## PROBLEM TO WORK ON
Write the records out again. Match them exactly.

#### AVAILABLE DATA ####

PR #530, opened 2026-01-25
feat: Add gradient normalization options to MGDA

rkhosrowshahi:
## Summary

Add norm_type parameter to MGDA with four gradient normalization options from LibMTL.

## Changes from Previous Version

The original MGDA only had epsilon and max_iters parameters with no gradient normalization.

### What Changed

| Feature | Previous | New |
|---------|----------|-----|
| Parameters | epsilon=0.001, max_iters=100 | norm_type, epsilon=1e-5, max_iters=250 |
| Normalization | None | none, l2, loss, loss+ |
| Loss-based weighting | Not supported | Supported via set_losses() |
| Default epsilon | 0.001 | 1e-5 (matches LibMTL) |
| Default max_iters | 100 | 250 (matches LibMTL) |

### Why These Changes

1. l2 normalization: Balances tasks with different gradient magnitudes
2. loss normalization: Balances tasks with different loss scales  
3. loss+ normalization: Combines both for comprehensive balancing
4. Updated defaults: Match LibMTL for better convergence

## Backward Compatibility

Default norm_type=none preserves previous behavior (though with stricter convergence).

## Test Plan

- All 218 MGDA tests pass
- KKT conditions verified for all normalization types

### DIFF
--- a/tests/unit/aggregation/test_mgda.py
+++ b/tests/unit/aggregation/test_mgda.py
@@ -226,6 +226,16 @@ def test_loss_normalization_validates_size():
         weighting(gramian)
 
 
+def test_loss_plus_normalization_validates_size():
+    """Test that loss+ normalization validates losses size matches gramian."""
+    weighting = MGDAWeighting(norm_type="loss+")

####

## TASK RESPONSE
PR #530, opened 2026-01-25
feat: Add gradient normalization options to MGDA

rkhosrowshahi:
## Summary

Add norm_type parameter to MGDA with four gradient normalization options from LibMTL.

## Changes from Previous Version

The original MGDA only had epsilon and max_iters parameters with no gradient normalization.

### What Changed

| Feature | Previous | New |
|---------|----------|-----|
| Parameters | epsilon=0.001, max_iters=100 | norm_type, epsilon=1e-5, max_iters=250 |
| Normalization | None | none, l2, loss, loss+ |
| Loss-based weighting | Not supported | Supported via set_losses() |
| Default epsilon | 0.001 | 1e-5 (matches LibMTL) |
| Default max_iters | 100 | 250 (matches LibMTL) |

### Why These Changes

1. l2 normalization: Balances tasks with different gradient magnitudes
2. loss normalization: Balances tasks with different loss scales  
3. loss+ normalization: Combines both for comprehensive balancing
4. Updated defaults: Match LibMTL for better convergence

## Backward Compatibility

Default norm_type=none preserves previous behavior (though with stricter convergence).

## Test Plan

- All 218 MGDA tests pass
- KKT conditions verified for all normalization types

### DIFF
--- a/tests/unit/aggregation/test_mgda.py
+++ b/tests/unit/aggregation/test_mgda.py
@@ -226,6 +226,16 @@ def test_loss_normalization_validates_size():
         weighting(gramian)
 
 
+def test_loss_plus_normalization_validates_size():
+    """Test that loss+ normalization validates losses size matches gramian."""
+    weighting = MGDAWeighting(norm_type="loss+")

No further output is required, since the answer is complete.